In pregnancy, human amniotic fluid extracellular vesicles (HAF-EVs) exert anti-inflammatory effects on T cells and on monocytes, supporting their immunoregulatory roles. The specific mechanisms are still not completely defined. The aim of this study was to investigate the ability of HAF-EVs, isolated from pregnant women who underwent amniocentesis and purified by gradient ultracentrifugation, to affect inflammasome activation in the human monocytes. Proteomic studies revealed that HAF-EV samples expressed several immunoregulatory molecules as well as small amounts of endotoxin.
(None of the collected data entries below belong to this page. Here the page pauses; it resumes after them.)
PR #4248, opened 2025-12-05
Fix typos

szepeviktor:
### Description of the Change

Correct misspellings.

@felipeelia For you: https://github.com/crate-ci/typos

### DIFF
--- a/includes/classes/ElasticPressIo.php
+++ b/includes/classes/ElasticPressIo.php
@@ -106,7 +106,7 @@ class ElasticPressIo {
 
 		$endpoint_status = $this->get_endpoint_status( $skip_cache );
 
-		return $endpoint_status['availableServices'] ?? [];
+		return $endpoint_status['avaiableServices'] ?? [];
 	}
 
 	/**
--- a/includes/classes/ElasticPressIo.php
+++ b/includes/classes/ElasticPressIo.php
@@ -106,7 +106,7 @@ class ElasticPressIo {
 
 		$endpoint_status = $this->get_endpoint_status( $skip_cache );
 
-		return $endpoint_status['avaiableServices'] ?? [];
+		return $endpoint_status['availableServices'] ?? [];
 	}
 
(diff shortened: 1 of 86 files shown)


includes/classes/ElasticPressIo.php
```diff
@@ -106,7 +106,7 @@ public function get_endpoint_available_services( $skip_cache = false ): array {
 
 		$endpoint_status = $this->get_endpoint_status( $skip_cache );
 
-		return $endpoint_status['avaiableServices'] ?? [];
+		return $endpoint_status['availableServices'] ?? [];
```
felipeelia: This, unfortunately, comes from an external service and will need to stay as is.

tests/e2e/src/specs/status-report.spec.ts
```diff
@@ -67,7 +67,7 @@ test.describe('Status Report', { tag: '@group1' }, () => {
             "message": "Testing message"
         }
     ],
-    "avaiableServices": {
+    "availableServices": {
```
felipeelia: same here

tests/php/features/TestProtectedContent.php
```diff
@@ -461,7 +461,7 @@ public function test_maybe_change_sort() {
 		);
 		$not_so_good_match_id = $this->ep_factory->post->create(
 			[
-				'post_title' => 'not so good match - beautful',
+				'post_title' => 'not so good match - beautiful',
```
felipeelia: This is intentional 😄

felipeelia (changes requested):
Hey @szepeviktor, thanks for the PR and sorry for taking so long to get back to you. Can you implement the changes I've commented on so we can merge this one?

tests/php/features/TestProtectedContent.php
szepeviktor: @felipeelia All done 🍏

Surprisingly, metagenomic analysis shows the presence of specific bacterial strain variants associated with HAF-EVs as potential sources of the endotoxin. Remarkably, we showed that a single treatment of THP-1 cells with HAF-EVs triggered inflammasome activation, whereas the same treatment followed by LPS and ATP sensitization prevented inflammasome activation, a pathway resembling monocyte refractories. A bioinformatics analysis of microbiota-HAF-EVs functional pathways confirmed the presence of enzymes for endotoxin biosynthesis as well as others associated with immunoregulatory functions. Overall, these data suggest that HAF-EVs could serve as a source of the isolation of a specific microbiota during early pregnancy. Moreover, HAF-EVs could act as a novel system to balance immune training and tolerance by modulating the inflammasome in monocytes or other cells.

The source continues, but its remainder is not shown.